Vegetarian Split Pea Soup
Vegetarian split pea soup is the perfect meal on a chilly day. But believe me, you will get all the benefits of this soup in any season. It’s healthy, delicious and easy to make.
Dry peas are nutrient-dense and fibre-rich and the high-quality source of protein that can be substituted for dietary animal protein. Studies show that dry bean intake has the potentially multifaceted health-promoting benefits such as reduction of cholesterol levels, improve many aspects of the diabetic state, and provide metabolic benefits that aid in weight control (1).
✓ 2 tsp ghee or coconut oil (your choice)
✓ 1 large onion, finely chopped
✓ ½ -1 cup chopped celery (optional)
✓ 2 cups carrots, chopped
✓ 2 cups dried yellow/green split/whole peas, washed, rinsed, and soaked overnight
✓ 6-8 cups hot water (depends on what consistency you want to achieve
✓ 2 whole bay leaves
✓ ½ tsp turmeric
✓ ¼ -½ tsp ground black pepper
✓ ½ tsp salt (to your taste)
✓ 3 cups potatoes, peeled
✓ 2 cloves garlic, minced
1. In a large pot add butter/oil. When the pan and the oil are hot, add the garlic, onions, celery, carrots and seasonings. Cook them for about 2-3 minutes.
2. Add the rinsed and soaked split peas and water.
3. Bring it to the boil, then reduce the heat to medium-low and cook until the peas are cooked through.
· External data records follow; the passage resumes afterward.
PR #226, opened 2020-06-30
BUGFIX: Ensure hash links are not treated as relative

unclecheese:
Resolves https://github.com/silverstripe/doc.silverstripe.org/issues/224

PR #228, opened 2020-06-30
BUGFIX: Ensure .md links with hashes are rewritten properly

unclecheese:
Resolves: https://github.com/silverstripe/silverstripe-userhelp-content/issues/145

### DIFF
--- a/src/utils/rewriteLink.ts
+++ b/src/utils/rewriteLink.ts
@@ -20,6 +20,7 @@ const relativeLink = (currentNode: SilverstripeDocument, href: string): string =
     return slug;
 };
 
+
 /**
  * Ensure links use the Gatsby <Link /> component. Client-side routing FTW
  * 
@@ -39,7 +40,6 @@ const rewriteLink = (
 
     const currentNode = getCurrentNode();
     const version = getCurrentVersion();
-
     // shorthand api links
     if (href.match(/^api\:/)) {
         const newHref = rewriteAPILink(href);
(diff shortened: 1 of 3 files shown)


src/utils/rewriteLink.ts
```diff
@@ -102,6 +101,22 @@ const rewriteLink = (
                 domToReact(children, parseOptions)
             )
         }
+        const hashMatches = href.match(/(\.md#([A-Za-z0-9_-]+))$/);
```
emteknetnz, line 104: I think you'll need to escape the final `-`
```suggestion
        const hashMatches = href.match(/(\.md#([A-Za-z0-9_\-]+))$/);
```

emteknetnz:
How come this PR doesn't auto-deploy on the CI like this PR does https://github.com/silverstripe/doc.silverstripe.org/pull/226?

src/utils/rewriteLink.ts
unclecheese: I don't believe you do? I mean, it's working in the preview: https://5efaa115098fad000928d5d0--ss-userhelp.netlify.app/en/4/optional_features/content_blocks/

You can see the raw source here: https://github.com/dnadesign/silverstripe-elemental/blame/4/docs/en/userguide/index.md#L6 where the `.md` is in the link and removed on the rendered docs site.

emteknetnz: ok all good then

4. Once the peas are cooked, remove the bay leaf and blend the soup into a puree to desired consistency. I like to blend about half and leave the other half whole for a chunky texture.
5. Taste and add any extra seasonings, if necessary. You can use more of your favorite spices, which will help you to decrease the amount of salt.
PS You can keep this soup in your refrigerator for up to 2-3 days in a sealed, glass container, or up to 2-3 months in the freezer.